Following the 2020 peak, layoff notices remained elevated but declined to more typical levels. The period from 2021 through 2024 shows variable activity, with 2023 producing six notices and 2024 producing three, suggesting that Forsyth County has not returned to pre-pandemic baseline levels of workforce disruption. This persistent elevation indicates that pandemic-era job losses were not fully recovered or that structural economic transitions initiated during pandemic disruptions continue generating ongoing workforce reductions.
The forward-looking notices—one in 2025 and one projected for 2026—indicate that workforce disruption remains anticipated in Forsyth County despite overall labor market stabilization nationally. This suggests that companies in the region continue evaluating operational efficiency through workforce optimization.
Local Economic Impact: Structural Challenges and Community Resilience
The cumulative impact of 4,647 worker displacements across 42 notices creates substantial economic headwinds for Forsyth County. These numbers represent not merely individual job losses but disruption to household incomes, local consumer spending, property tax bases, and community stability. In a county with a total workforce of roughly 200,000 (based on typical county demographics), nearly 2.5 percent of all workers have experienced formal WARN notice layoffs—a significant proportion indicating widespread employment volatility.
The concentration of disruption in manufacturing and healthcare creates particular adjustment challenges. Manufacturing remains a source of stable, relatively high-wage employment for workers without advanced degrees, and persistent manufacturing layoffs constrain economic opportunity for this crucial demographic segment. Healthcare disruption simultaneously undermines access to care and eliminates employment pathways that have become increasingly central to Forsyth County's post-manufacturing economic identity.
The geographic concentration in Winston-Salem, combined with the outsized scale of several individual layoffs, creates periods of acute community disruption. Single actions displacing 200-755 workers generate immediate retraining pressures, unemployment insurance surges, and community adjustment challenges that exceed capacity of typical workforce development systems. Staged layoffs across multiple quarters provide somewhat more manageable adjustment periods, but the cumulative effect remains economically disruptive.

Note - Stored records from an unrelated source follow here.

PR #4632, opened 2023-12-04
Issue 4584 - Issues and risks: show default filtering on the search

### LINKED ISSUE #4584: Issues and risks - show default filtering on the search
### Description
By default, we are hiding any resolved issues/risks. This is currently not being shown on the search filter. To some users, it's not obvious that we're hiding closed/resolved issues and risks. For transparency/consistency, we want to show the default filters that are being applied to issues/risks:

In essence, the starting state of issues and risks should be as follows:
image
image

### Goals
- [ ] As a user I want to be clearly shown what filters are being applied on the default issues/risks list.

### Tasks
- [ ] modify selectors to show the default state

Amantini1997:
This fixes #4584 

#### Description
Instead of hiding closed items, set the filters to only show the open ones and make the filter selection immediately visible

#### Test cases
- Open the issues list and see that the items visible at the beginning are the same as before the changes;
- Remove all the filters and you should be able to see all the issues, even the ones "closed" or "void"
- Repeat for risks (a risk is considered "close" depending on the treatment_status)

### DIFF
--- a/frontend/src/v4/modules/issues/issues.selectors.ts
+++ b/frontend/src/v4/modules/issues/issues.selectors.ts
@@ -128,7 +128,7 @@ export const selectAllFilteredIssuesGetter = createSelector(
 );
 
 export const selectFilteredIssues = createSelector(
-	selectAllFilteredIssuesGetter, (allFilteredIssuesGetter) => allFilteredIssuesGetter()
+	selectAllFilteredIssuesGetter, (allFilteredIssuesGetter) => allFilteredIssuesGetter(true)
 );
 
 export const selectShowPins = createSelector(
--- a/frontend/src/v4/modules/issues/issues.selectors.ts
+++ b/frontend/src/v4/modules/issues/issues.selectors.ts
@@ -118,13 +118,16 @@ export const selectSelectedFilters = createSelector(
 
 export const selectAllFilteredIssuesGetter = createSelector(
 	selectIssues, selectSelectedFilters, selectSortOrder, selectSortByField,
-		(issues, selectedFilters, sortOrder, sortByField) => (forceReturnHiddenIssue = false) =>  {
-			const returnHiddenIssue = selectedFilters.length && selectedFilters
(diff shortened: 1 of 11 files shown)


frontend/src/v4/modules/issues/issues.selectors.ts
The-Daniel, line 1: (Same applies to risks). Closed items do not show up in the kanban board.

Changing an issue on the board so that the status becomes Void or Closed removes it from the board entirely instead of moving it to the Void or Closed column

The-Daniel (changes requested):

frontend/src/v4/routes/viewerGui/components/issues/issues.component.tsx
```diff
@@ -18,7 +18,6 @@
 import { PureComponent } from 'react';
```
sanmont3drepo, line 18: Isn't missing "for approval" ? 

This is in the original issue #4584 
image

And this is in the PR:
image

frontend/src/v4/routes/viewerGui/components/risks/risks.component.tsx
```diff
@@ -87,14 +87,6 @@ export class Risks extends PureComponent<IProps, any> {
...
 
-	get showDefaultHiddenItems() {
-		if (this.props.selectedFilters.length) {
-			return this.props.selectedFilters
-				.some(({ value: { value } }) => RISK_DEFAULT_HIDDEN_LEVELS.includes(value));
-		}
-		return false;
-	}
-
 	public renderDetailsView = renderWhenTrue(() => (
```
sanmont3drepo, line 90: I see difference between the default filters in the original issue #4584 
image
and in the PR:

image

sanmont3drepo (changes requested):

frontend/src/v4/routes/viewerGui/components/risks/risks.component.tsx
Amantini1997: same as the previous comment

sanmont3drepo (approved):

PR #4634, opened 2023-12-04
Issue 4427 - Remove backwards compatibility wiith legacy federation/groups schema

### LINKED ISSUE #4427: Remove backwards compatibility code created from #4391
### Description
#4391 changes the schema of modelSettings and we needed backwards compatibility code to ensure the system functions before and after the migration.

We should be able to remove these compatibility code for the next release as the data should be fully migrated.

carmenfan:
This fixes #4427

#### Description
remove lingering backwards compatibility for pre v4.6 schema support.

This was kept as part of the 4.6 release to ensure we have a seamless service pre + post migration script.

#### Test cases
- service should function as normal


backend/testDBVersion
```diff
@@ -1 +1 @@
-896c6802eac730e95176c76a7b6dcf8da31ec69b
+0740cc90d73505896191d1974380de46b6bf1162
```
ChristosTsiotsias, line 1: should that be included ?

backend/unreferenced_files.csv
```diff
@@ -0,0 +1,4 @@
+69/160/9c26f4d2-92c7-11ee-a053-dd84b614f5d7
```
ChristosTsiotsias, line 1: should this file be included ?

ChristosTsiotsias:
- e2e test for export groups still has a test case for legacy groups 
- testSerialiseGroupArray unit test method still has code for testing legacy group conversion

ChristosTsiotsias (changes requested):

backend/src/v4/models/helper/model.js
```diff
@@ -653,11 +653,7 @@ function importModel(account, model, username, modelSetting, source, data) {
 }
 
 async function isSubModel(account, model) {
-
-	// Old schema support, to remove in 5.8
-
 	const query = {$or: [
-		{ subModels: model },
```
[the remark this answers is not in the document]
carmenfan: Yes 😆

backend/testDBVersion
carmenfan: yes, had to do a db migration of the test database. Thsi is why this the hash commit has been updated.

backend/unreferenced_files.csv
carmenfan: nope 😆 But i just realised this file comes from running the script tests. so adding code to remove the file as part of this issue.

ChristosTsiotsias (approved):

PR #4648, opened 2023-12-07
Issue 4578 - Send email to SSO users when they trigger forgot password request

### LINKED ISSUE #4578: Send an email to SSO users when they request to reset their password
### Description
At the moment, SSO linked accounts do not receive any confirmation of their reset password request as there is no password to reset. This sometimes can confuse the user as they may have forgotten that they have linked their account so a notification to their email will be useful to let them know.

Taking the forgot password email template, we want to keep most of it but change the blurb circled:
image

Change it to:

> We received your request to reset your account password. However, I would like to inform you that your account is associated with an `<sso type>` account, and you should log by clicking the `Sign in with <sso type>` button on the sign in page.

### Goals
- [ ] As a SSO linked user I want to be informed that I have linked my 3drpeo account with an SSO provider so that I am not confused about how to access my account.

### Tasks
TBC by the developer

carmenfan:
This fixes #4578

#### Description
- will now send an email to sso users if they triggered a forgot password request.

#### Test cases
- trigger forgot password on an SSO user should now sends an email
- the following behaviour should still stand:
  - triggering forgot password on a non SSO user should continue to receive an email
  - triggering forgot password on an invalid user/email should not receive an email.


backend/src/v5/middleware/dataConverter/inputs/users.js
```diff
@@ -158,15 +161,28 @@ Users.validateForgotPasswordData = async (req, res, next) => {
...
+				'customData.firstName': 1,
+				'customData.email': 1,
+			});
 
 			if (sso) {
+				await sendEmail(mailTemplates.FORGOT_PASSWORD_SSO.name, email,
+					{
+						email,
+						username: user,
+						firstName,
```
ChristosTsiotsias, line 177: do we need to send the firstName and email ?

backend/tests/v5/e2e/routes/users.test.js
```diff
@@ -565,14 +565,14 @@ const testForgotPassword = () => {
...
-		test('should not send email but return ok if user is an SSO user', async () => {
+		test('should send email and return ok if user is an SSO user', async () => {
 			await User.linkToSso(ssoTestUser.user, ssoTestUser.basicData.firstName, ssoTestUser.basicData.lastName,
 				ssoTestUser.basicData.email,
 				{ type: ServiceHelper.generateRandomString(), id: ServiceHelper.generateRandomString() });
 			await agent.post('/v5/user/password').send({ user: ssoTestUser.user })
 				.expect(templates.ok.status);
 			await User.unlinkFromSso(ssoTestUser.user, ssoTestUser.password);
-			expect(Mailer.sendEmail).not.toHaveBeenCalled();
+			expect(Mailer.sendEmail).toHaveBeenCalledTimes(1);
```
ChristosTsiotsias, line 575: we could also check the params (even though we dont do it for any test) ?

ChristosTsiotsias (changes requested):

backend/src/v5/middleware/dataConverter/inputs/users.js
carmenfan: firstName is required as part of the template so we can write the "hello %firstname%" part. https://github.com/3drepo/3drepo.io/blob/master/backend/src/v5/services/mailer/templates/baseTemplate.js#L27

Email.. i guess not.

backend/tests/v5/unit/services/sso/sso.constants.test.js
```diff
@@ -0,0 +1,39 @@
...
+const { src } = require('../../../helper/path');
+const { generateRandomString, determineTestGroup } = require('../../../helper/services');
+
+const SSOConstants = require(`${src}/services/sso/sso.constants`);
+
+const testGetProviderLabel = () => {
+	describe('Get Provider label', () => {
+		test('All known providers should return a label', () => {
+			Object.values(SSOConstants.providers).forEach((provider) => {
+				expect(SSOConstants.getProviderLabel(provider)).not.toBeUndefined();
```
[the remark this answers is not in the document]
carmenfan: I don't think there's much point of this.

that suggest we'd hard code the values here to make sure it match.

The alternative would be to expose the value and match it.

If someone changed the label, it would've gone through the code review. We just need to make sure there's always a label for each SSO type

backend/tests/v5/e2e/routes/users.test.js
carmenfan: I don't think it's necessary. it's a e2e test we just need to make sure it's sending an email.

Too much effort 😆

ChristosTsiotsias (approved):

PR #4653, opened 2023-12-08
ISSUE_4563 - Ticket pins get filtered with the list

### LINKED ISSUE #4563: Only filtered ticket pins should be visible

The-Daniel:
This fixes #4563 
#### Description
- In the tickets list filtered pins on the model also get filtered with their respective list items
- Ticket filtering persists when the tickets card is closed and reopened
- Cycling between tickets now uses the filtered tickets list

#### Test cases
- Create tickets with default pins
- Filter out tickets with the completed chip, template chips, search queries, and sequencing dates
- Can view tickets in tabular view with no crashes


Amantini1997 (changes requested):

Amantini1997 (changes requested):

frontend/src/v5/ui/routes/viewer/tickets/ticketsForm/properties/coordsProperty/coordsProperty.component.tsx
```diff
@@ -104,14 +109,13 @@ export const CoordsProperty = ({ value, label, onChange, onBlur, required, error
 
 	// Update pin when colour changes
 	useEffect(() => {
+		if (!prevValue.current) return;
```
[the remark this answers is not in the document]
The-Daniel: It should only do the animation when clicking the select pin button, not when creating a pin

frontend/src/v5/ui/routes/viewer/tickets/ticketsForm/properties/coordsProperty/coordsProperty.component.tsx
```diff
@@ -26,31 +26,36 @@ import { FormHelperText, Tooltip } from '@mui/material';
...
 import { ViewerParams } from '@/v5/ui/routes/routes.constants';
 import { useParams } from 'react-router-dom';
-import { useFormContext } from 'react-hook-form';
 import { ITicket } from '@/v5/store/tickets/tickets.types';
 import { isEqual } from 'lodash';
+import { useFormContext } from 'react-hook-form';
+
+const NEW_TICKET_ID = 'temporaryIdForNewTickets';
 
 export const CoordsProperty = ({ value, label, onChange, onBlur, required, error, helperText, disabled, name }: FormInputProps) => {
```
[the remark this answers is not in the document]
The-Daniel: This will be addressed here https://github.com/3drepo/3drepo.io/issues/4664

frontend/src/v5/store/tickets/card/ticketsCard.selectors.ts
```diff
@@ -97,23 +99,82 @@ export const selectSelectedTemplate = createSelector(
...
+	selectCurrentTemplates,
+	(tickets, isComplete, queries, templates) => {
+		const filteredByCompleted = tickets.filter((ticket) => getTicketIsCompleted(ticket) === isComplete);
+		if (!queries.length) return filteredByCompleted;
+		return filteredByCompleted.filter((ticket) => {
+			const templateCode = templates.find((template) => template._id === ticket.type).code;
+			const ticketCode = `${templateCode}:${ticket.number}`;
+			return queries.some((q) => [ticketCode, ticket.title].some((str) => str.toLowerCase().includes(q.toLowerCase())));
+		});
+	},
```
sanmont3drepo, line 130: To avoid filtering twice the tickets we can use just one loop:

```suggestion
	(tickets, isComplete, queries, templates) => tickets.filter((ticket) => {
		const templateCode = templates.find((template) => template._id === ticket.type).code;
		const ticketCode = `${templateCode}:${ticket.number}`;
		return getTicketIsCompleted(ticket) === isComplete && 
		(!queries.length || queries.some((q) => [ticketCode, ticket.title].some((str) => str.toLowerCase().includes(q.toLowerCase()))));
	}),
```

sanmont3drepo: @carmenfan As it is now the tickets that has no issuproperties or safetibaseproperties are filetered out when filtering by complete. Is ok this or those tickets should appear regardless the value pf **completed** filter?

sanmont3drepo (changes requested):

frontend/src/v5/store/tickets/card/ticketsCard.selectors.ts
carmenfan: yes this is fine for now

frontend/src/v5/ui/routes/viewer/tickets/ticketDetails/ticketsDetailsCard.component.tsx
```diff
@@ -51,16 +56,22 @@ export const TicketDetailsCard = () => {
...
+		let index = currentIndex === -1 ? initialIndex.current : currentIndex;
+		if (currentIndex === -1 && delta === IndexChange.UP) index -= 1;
+		return (index + delta) % filteredTickets.length;
+	};
 
-	const changeTicketIndex = (delta: number) => {
-		const index = currentIndex === -1 ? initialIndex.current : currentIndex;
-		const updatedId = filteredTickets.slice((index + delta) % filteredTickets.length)[0]._id;
+	const changeTicketIndex = (delta: IndexChange) => {
+		const updatedId = filteredTickets.slice(getUpdatedIndex(delta))[0]._id;
```
Amantini1997, line 68: `getUpdatedIndex(delta)` returns the index of the ticket, so I was wondering why not just writing `filteredTickets[getUpdatedIndex(delta)]` instead of calling `slice` and get the first element.

Then I found out that, when you go to the last ticket from the first one, `getUpdatedIndex` returns `-1`. (Supposing this is why you call `slice`) I think that, if you want to keep `getUpdatedIndex` as a separate method, the latter should never return `-1` as that's not a real index. Otherwise, if you merge the 2 methods, there is an array method called `at` which is similar to the `[<index>]` operator, but accepts negative numbers. Negative numbers act the same way as python, moving backwards e.g. `[0,1,2,3,4].at(-1) => 4 `

frontend/src/v5/ui/routes/viewer/tickets/ticketDetails/ticketsDetailsCard.component.tsx
```diff
@@ -51,16 +56,22 @@ export const TicketDetailsCard = () => {
 	const defaultView = ticket?.properties?.[AdditionalProperties.DEFAULT_VIEW];
 	const currentIndex = filteredTickets.findIndex((tckt) => tckt._id === ticket._id);
 	const initialIndex = useRef(currentIndex);
+	const disableCycleButtons = currentIndex > -1 ? filteredTickets.length < 2 : filteredTickets.length < 1;
+
+	const getUpdatedIndex = (delta: number) => {
+		let index = currentIndex === -1 ? initialIndex.current : currentIndex;
```
Amantini1997, line 62: for this to work, you need to update the `initialIndex.current` everytime the ticket changes, like:
```ts
useEffect(() => {
	initialIndex.current = currentIndex;
}, [ticket?._id]);
```

Otherwise, reproduce this scenario:
- You have 4 tickets, all named "AAA";
- In the search input, type in "AAA";
- Open up the first ticket (initialIndex.current === 0);
- Using the arrows, reach the third ticket
- Change the name to "BBB"
- Using the arrows, go to the previous ticket

As a result, you will reach the fourth ticket as opposed to the second

frontend/test/tickets/card/ticketsCard.store.spec.ts
```diff
@@ -1,5 +1,5 @@
 import { TicketsCardActions } from "@/v5/store/tickets/card/ticketsCard.redux";
```
Amantini1997, line 1: Not sure whether this is going to be a problem, but I keep seeing these 2 errors printed in the console

image

Amantini1997 (changes requested):

Amantini1997 (approved):

carmenfan (approved):

carmenfan:
Merging without @sanmont3drepo 's final review as he's on leave for another week and this issue has dependencies.

PR #4666, opened 2024-01-04
ISSUE #4623 - New clipping box toolbar items

### LINKED ISSUE #4623: New clipping box
### Description
Because of several complaints by clients we decided to overhaul the clipping box functionality . For doing so we are adding a user interface with buttons to set the differents modes of the clipping tool.

NOTE: this will need to branch off https://github.com/3drepo/3drepo.io/issues/4477 to get the gizmo. Make sure you are using the 2GB viewer to see the latest clipping plane functionality from unity.
 
### Goals
- [ ] Users can create clipping boxes through the toolbar
- [ ] Users can change the mode of the clipping box to resize, move, or rotate through buttons in the toolbar **(scale shouldn't be available in plane mode**)
- [ ] Users can select between box or plane through a button in the toolbar
- [ ] Users can cancel the clipping creation through a button in the toolbar
- [ ] Users can shrink/expand the clipping box/plane based on what objects have been highlighted through a button in the toolbar
- [ ] Users can shrink/expand the clipping box/plane based on what objects have been highlighted through a button in the toolbar
- [ ] Users can flip the clipping plane. (**this shouldn't be available on cube mode**)

### Tasks
- [ ] Add callbacks to unity to set the mode

### Related Resources

- Fixed buttons in the toolbar:
image

- Contextual buttons that appears when in clipping mode
image

**IMPORTANT** 
- when is in plane mode the rotate gizmo shouldnt appear.
- when is in cube mode the flip button shouldnt appear

General design:
image

[MockUp](https://www.figma.com/proto/bRqIl0g9psqD3ISkmxwcNp/3D-Repo?type=design&node-id=1900-51556&t=1kPdVdpeEHrt2P06-0&scaling=min-zoom&page-id=182%3A30991&starting-point-node-id=2210%3A51164&show-proto-sidebar=1)

The-Daniel:
This fixes #4623

#### Description
- The clipping gizmo can now be controlled by buttons in the toolbar
- The plane gizmo has a flip button but no scale gizmo mode
- The box mode has no flip button but does have a scale gizmo mode

#### Test cases
Try all the new buttons related to the clipping gizmo


The-Daniel:
(Personally I think the disabled state needs to be darker on the toolbar buttons)

carmenfan:
> (Personally I think the disabled state needs to be darker on the toolbar buttons)

I suggest doing a azp build and show @apeitup just to confirm he's happy with the design

frontend/assets/icons/viewer/align.svg.tsx
```diff
@@ -0,0 +1,28 @@
+/**
```
carmenfan, line 1: Some tool tip changes

image

Can we call this `Move`?

image

This should be `Remove` or `Delete`.

image
`Align to surface`

image

`Resize`


Can we call this `Sectioning`, `Section by plane`, `Section by Box`

carmenfan: Agreed the disable look isn't prominent enough. we should look into making it more obvious

carmenfan, line 1: Clicking on a view with clipping plane should then allow me to click on the clip tool to edit the plane - at the moment the bottom tool bar doesn't seems to think there's a clip on the model

carmenfan, line 1: Clip icon should update to clip box if i selected a viewpoint with a clip box in view:

carmenfan, line 1: Clip should reset if I click on a view that does not have a clip configuration

carmenfan, line 1: Clicking the delete/Remove/Cancel (whatever we call it) should hide the Clip tool sub menu

carmenfan (changes requested):

frontend/assets/icons/viewer/align.svg.tsx
Amantini1997, line 1: After clicking the "Align" button, the viewer is waiting for a click on a mesh, but the button itself doesn't look "active". Should it change the visible state?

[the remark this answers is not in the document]
carmenfan: > click on "align" (at this point the plane become hidden, is this correct?);

No it should behave the same as clicking on this button on the old clip 
image


i.e. Which is nothing until the user clicks on a surface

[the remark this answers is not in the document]
The-Daniel: This might be an issue for @sebjf as all I'm doing is calling `clipToolRealign()`. I'm not doing anything in the frontend to hide the gizmo gui here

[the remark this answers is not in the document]
carmenfan: I wouldn't worry about this.

But it would be good if we make the align button a toggle. which toggles off when the user clicks on a surface (maybe via the point info callback? https://github.com/3drepo/3drepo.io/blob/master/frontend/src/globals/unity-util.ts#L496)

Ideally we should have instruction displayed too until it's done (bit like the pin component on tickets) to tell the user to select a surface to re-align the sectioning), again should disappear when the user clicked on a surface (may want to consult @apeitup for this)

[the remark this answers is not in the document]
carmenfan: Can we make the left panel end at the red line?

image

carmenfan:
Changing the merge target to staging.

I've pulled the latest of #4477 in here now, and there isn't anything else that needs changing there.

frontend/assets/icons/viewer/align.svg.tsx
carmenfan: > Agreed the disable look isn't prominent enough. we should look into making it more obvious

@The-Daniel don't think there was any changes for this?

carmenfan: @The-Daniel  should not automatically enable the edit mode. It should just set the tool to be the state where there;s a clipping plane, but not in edit mode (i.e. same as you've set the clip, but clicked on the main clipping button to disable the editing)

frontend/assets/icons/viewer/align.svg.tsx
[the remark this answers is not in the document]
carmenfan: > But it would be good if we make the align button a toggle. which toggles off when the user clicks on a surface (maybe via the point info callback? https://github.com/3drepo/3drepo.io/blob/master/frontend/src/globals/unity-util.ts#L496)

@The-Daniel  this one is also unresolved.

carmenfan (changes requested):
@The-Daniel i've tagged you on the unresolved issues from the previous reviews

frontend/assets/icons/viewer/align.svg.tsx
The-Daniel: I think I might need @sebjf for this. I might need one or two UnityUtil tools.

Firstly I'm not sure there's currently a way to cancel the UnityUtil.clipToolRealign() function which would be used when clicking the icon again.

Secondly I might need something for when a point is clicked that I can listen to so that I can disable the selected state and listener

carmenfan: as mentioend in my comment: https://github.com/3drepo/3drepo.io/pull/4666#discussion_r1443176110

You should be able to untoggle it as soon as you detect a currentPointInfo callback, as it only happens when someone clicks. (unless we surppress it during that mode)

I don't think we need a cancel button, the user can just click - they never had it and it's triggered by their actions.

@sebjf  if you disagree let me know

Amantini1997 (changes requested):

frontend/src/v5/ui/routes/viewer/toolbar/selectionToolbar/selectionToolbar.component.tsx
```diff
@@ -14,27 +14,86 @@
...
+					selected={alignActive}
+					title={formatMessage({ id: 'viewer.toolbar.icon.alignToSurface', defaultMessage: 'Align To Surface' })}
+				/>
+				<ToolbarButton
+					Icon={ClipSelectionIcon}
+					hidden={!clippingSectionOpen}
+					onClick={Viewer.clipToolClipToSelection}
+					title={formatMessage({ id: 'viewer.toolbar.icon.clipToSelection', defaultMessage: 'Clip To Selection' })}
+					disabled={!hasHighlightedObjects}
+				/>
```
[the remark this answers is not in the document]
The-Daniel: No, I already asked this. We want to show that it is a possibility. Hovering over shows what it is called and suggests that the user needs to make a selection before they can use it

frontend/src/v4/services/viewer/viewer.tsx
```diff
@@ -1242,18 +1242,51 @@ export class ViewerService {
 
 	public startBoxClip() {
 		UnityUtil.startBoxClip();
+		this.emit(VIEWER_EVENTS.UPDATE_CLIP_MODE, 'BOX');
```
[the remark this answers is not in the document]
The-Daniel: There are some places where the clip mode gets changed that aren't triggered in the frontend. For instance when selecting a view there is nothing in the frontend that actually sets the mode.

Sure, you could check the clipping planes and set the mode with that, but then if there are similar other ways to change the clipping mode that I've missed then they won't be accounted for at the moment, and you'll need to manually set the mode each time. This is my attempt of having the viewer state be the one source of truth

frontend/src/v4/modules/viewerGui/viewerGui.redux.ts
```diff
@@ -44,11 +45,14 @@ export const { Types: ViewerGuiTypes, Creators: ViewerGuiActions } = createActio
...
+	updateClipModeSuccess: ['mode'],
 	setClipEdit: ['isClipEdit'],
-	setClipEditSuccess: ['isClipEdit'],
+	updateClipEditSuccess: ['isClipEdit'],
 	setClipNumber: ['clipNumber'],
-	updateClipState: ['clipNumber'],
+	setGizmoMode: ['mode'],
+	setGizmoModeSuccess: ['mode'],
+	updateClipMode: ['clipMode'],
+	updateClipEdit: ['clipEdit'],
```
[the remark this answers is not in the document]
The-Daniel: The update methods just update the frontend state whereas the set methods change the state of the actual viewer. This was done because I needed away to listen to the viewer and update the frontend state accordingly.

Nevermind, I just tried again and found a way of making it work with just one method for each

frontend/src/v4/modules/viewerGui/viewerGui.sagas.ts
```diff
@@ -311,21 +316,37 @@ function* setClippingMode({mode}) {
 		if (mode) {
 			const isSingle = mode === VIEWER_CLIP_MODES.SINGLE;
 			yield Viewer.startClip(isSingle);
+			yield put(ViewerGuiActions.setGizmoMode(VIEWER_GIZMO_MODES.TRANSLATE));
```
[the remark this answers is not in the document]
The-Daniel: Yeah. There was a bug where if you're in a cube clip with the resize gizmo and then change to a viewpoint with a single clip the gizmo mode wouldn't change, so you have a single clip with the resize gizmo which shouldn't be allowed. I could add a more specific check that only resets it if this event occurs perhaps. What do you think @carmenfan

The-Daniel:
I think I've found a bug for @sebjf (not sure if it should be made into a new issue)

When you select 'Align to surface' and then click the background it cancels the 'align' tool, but it also resets the clipping tool.
image
image

carmenfan:
> I think I've found a bug for @sebjf (not sure if it should be made into a new issue)
> 
> When you select 'Align to surface' and then click the background it cancels the 'align' tool, but it also resets the clipping tool. image image

This is the same behaviour as the old clip plane. I wouldn't consider this as a bug (at least until we've had customers played around with it and got feedback)

frontend/assets/icons/viewer/align.svg.tsx
carmenfan: @The-Daniel  this was not addressed

> @The-Daniel should not automatically enable the edit mode. It should just set the tool to be the state where there;s a clipping plane, but not in edit mode (i.e. same as you've set the clip, but clicked on the main clipping button to disable the editing)

frontend/src/v4/modules/viewerGui/viewerGui.sagas.ts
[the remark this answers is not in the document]
carmenfan: I think the clip tool should reset (which is what it's doing now), this is fine.

It'll be less confusing if this been addressed:
https://github.com/3drepo/3drepo.io/pull/4666#discussion_r1448696879

carmenfan (changes requested):
One remaining comment unaddressed (tagged you)

frontend/assets/icons/viewer/align.svg.tsx
The-Daniel: Oops, I did fix that at some point but I think my other changes must have reverted it

carmenfan (changes requested):
@The-Daniel i don't know if we're just not understanding each other or what, but it's still happening 😆 

So i'm just going to repeat here with more details:

If i click on a view with a clipping plane, it's automatically going into edit mode:


Whereas on staging, I don't see this:


When a user clicks on a view that imposes/changes the clipping plane, it should impose the clip with the **toggle set to off** i.e. the geometry should be clipped, but I don't want to see the gizmo or the sub toolbar.

The-Daniel:
@carmenfan Sorry! I had stupidly forgotten to push my changes! There might be 1 small change I have to make that Santiago has just pointed out to me. But I'll make sure I have pushed before I request a review again

carmenfan (dismissed):

sanmont3drepo (approved):

Amantini1997 (dismissed):

sanmont3drepo (approved):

Forsyth County's economic resilience depends increasingly on diversifying beyond manufacturing and healthcare while simultaneously strengthening workforce development systems capable of rapidly retraining displaced workers. The persistent elevation of layoff activity compared to pre-2020 baselines suggests that structural economic transitions rather than cyclical disruptions now characterize the county's labor market. Effective response requires proactive economic development strategies that attract diverse employers, invest in education and workforce development, and build community capacity to absorb and retrain displaced workers. Without sustained intervention, Forsyth County risks continued employment instability and reduced long-term prosperity.